Even non-human animals, when they return to gen pop after isolation, are more aggressive–even with siblings and others they grew up with. We can see this echoed with human beings who are incarcerated.

Beyond the exacerbation and formation of major mood disorders as well as Post-Incarceration Syndrome, exposure to incarceration, especially in the long term, can result in what is called “institutionalized personality traits” which include distrusting others, diff maintaining relationships, diff in decision making, social-sensory disorientation (issues with spatial researching and diff in social interactions), and feelings of social alienation.




Philadelphia

Philadelphia is the most incarcerated city in the most incarcerated country in the world, with seven out of one thousand citizens behind bars. Approximately three-quarters of the Philadelphia jail population wait six months before getting their day in court (Ewing, 2016).

When surveyed, reentry service advocates and individuals formerly incarcerated at State Road reported mental health, housing, and employment as tied as the most critical gaps to a successful reentry (9.2% each). Close behind were substance abuse/recovery and healthcare access (8.3% each). According to the PCJ, 16% of the folx incarcerated with them have a diagnosed SMI.

I actually conducted my Masters thesis project on the unmet health needs of the individuals incarcerated in the Philadelphia County Jails and upon reentry back into the community. While the results are slightly tangential to this podcast (as it focused on all health needs, not just psychological), there was some research that I wanted to share. I analyzed the zip codes of individuals incarcerated at the PCJ and found that there were six zip codes that made up over ⅓ the population at the jail. In fact, three zip codes (of the six) made up 20% of the entire incarcerated population at PCJ. I then compared these zip codes to a map of Medically Underserved Areas (MUAs) in Philadelphia (put together by the Phila Department of Public Health, publically available online). This comparison showed that 80% of individuals incarcerated at PCJ came from MUA, a statistic corroborated by the PDP.

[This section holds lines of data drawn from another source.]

PR #13, opened 2018-09-07
Fix crashes on error reporting

martinpitt:
If the error returned by varlink did not have a `.parameters` field, the
page oopsed with

    RuntimeError: TypeError: Cannot read property 'reason' of undefined

This also gets picked up by the test cases often and makes them fail.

Philadelphia, as a city, is host to a wealth of some of the best medical providers and hospitals in the country, including Penn and Jefferson, but these valuable assets are not distributed evenly across the city. The best-served zip codes in Philadelphia have ten times as many primary care physicians within a short drive than in underserved areas. The same report commissioned by the Philadelphia Department of Public Health commissioned found that the ratio of patients to primary care providers within a short drive is about 900-to-1 citywide; but in the lesser-served areas, it’s almost 3,000-to-1 (Beeler, 2015).

What’s more frustrating, is that the data suggests that the city has enough primary care providers to serve the city’s population size, however, they are not distributed equitably across the city (Beeler, 2015). It becomes very apparent very quickly, the one’s chances of experiencing incarceration and the exacerbation of mental illness increases drastically just by the zip code in which you were born.



Conclusion

We often think of incarceration as an experience with a beginning and an end, however when we take a look at the research we can clearly see that effects of incarceration on individuals physical and mental health last long after they’ve walked through the prison gates and back into society. It’s hard not to come to the conclusion that not only do prisons not keep us safe, but that Incarceration is not an acceptable experience in terms of neurological development, resolving traumatic experiences, promoting pro-social behavior, or ensuring one’s human rights.